We consider here the fibre distribution as a function of the wall-normal coordinate, $y^{+}$. For each curvature class, we introduce the normalised fibre concentration defined as the fibre count ($N$) divided by the total number of fibres detected in that curvature class ($N_{0}$). Additional details on the number of fibres detected and used to compute the statistics in each experiment, i.e. for each value of shear Reynolds number considered, are reported in Appendix A. To compute the statistics, the measurement region is uniformly divided into 90 bins in the wall-normal direction. The statistics are reported for half-channel height ($0\leqslant y^{+} \leqslant {\textit {Re}}_{\tau }$) and for three ranges of curvature ($\kappa ^{*}$). We will analyse first the effect of Reynolds number and then the effect of curvature on the fibre distribution.

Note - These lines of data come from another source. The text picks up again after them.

PR #3776, opened 2020-03-26
Cleanup metrics

miekg:
Cleanup a variety of metric issues.
* Eliminate department of redundancy "count_total" naming.
* Use the plural of the unit when appropriate. (ex, "requests")
* Remove label names from metric names where appropriate. (ex, "rcode")
* Simplify request metrics by consolidating type label in to the base
request counter.
* Re-generate man pages.

miek: this is a copy of #3671 with the manual pages changes backed out
and then rebased on top of master. This required some new git-foo from
myself so YMMV with what we've ended up with.

### DIFF
--- a/plugin/acl/README.md
+++ b/plugin/acl/README.md
@@ -73,8 +73,8 @@ example.org {
 
 If monitoring is enabled (via the _prometheus_ plugin) then the following metrics are exported:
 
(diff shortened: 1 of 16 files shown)


SuperQ:
Oh, Sure, I could just rebase the other PR if you want.

miekg:
this seems to have done the trick - history is also preserved. I'll merge.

The horizontally averaged ($x$–$z$) normalised fibre number concentration, $N/N_{0}$, is reported in figure 6 for all values of curvature $\kappa ^{*}$ considered. Curvature increases from (a) to (c), as indicated in the panels, and the three values of Reynolds number are shown. We observe that, for all values of curvature, increasing the Reynolds number produces an increase of fibre concentration in the near-wall region. A possible explanation for this effect can be found by looking at the behaviour of the near-wall coherent structures. Wallace, Eckelmann & Brodkey (Reference Wallace, Eckelmann and Brodkey1972) and Kim, Moin & Moser (Reference Kim, Moin and Moser1987) observed that, in shear flows, the wall region is dominated by sweep events, whereas ejections are the dominant motions away from the wall. This disparity is more evident on increasing the shear Reynolds number, $ {\textit {Re}}_\tau$ (Wallace Reference Wallace2016). This could lead to a higher wall-ward flux of fibres, eventually increasing their near-wall concentration.

Figure 6. (a) The $x$–$z$ averaged normalised fibre number concentration ($N/N_{0}$, solid lines) is shown as a function of the distance from the wall ($y^{+}$) for three different Reynolds numbers ($ {\textit {Re}}_\tau$). The mean value of concentration (vertical dashed lines) is indicated. The fibre curvature, $\kappa ^{*}$, is indicated on top of each panel and it increases from (a) to (c).

However, the increase of particle presence in the near-wall region is also influenced by curvature. To demonstrate the effect of curvature, we plot the same data of figure 6 in figure 7, where the horizontally averaged ($x$–$z$) normalised fibre number concentration, $N/N_{0}$, as a function of curvature is reported for all Reynolds numbers considered. While no remarkable difference occurs in the core of the flow (centre of the channel), in the near-wall region non-axisymmetric fibres tend to accumulate more than straight ones. This trend, which is consistent for all Reynolds numbers considered, occurs over a region of variable thickness, from $y^{+}\leqslant 50$ when $ {\textit {Re}}_{\tau }=180$, to $y^{+}\leqslant 150$ for $ {\textit {Re}}_{\tau }=720$. The minimum $y^{+}$ location at which fibres are detected is also variable with $ {\textit {Re}}_{\tau }$: since the physical extension of fibres and domain is kept constant, the dimensionless fibre length ($L_{f}^{+}$) increases with $ {\textit {Re}}_\tau$.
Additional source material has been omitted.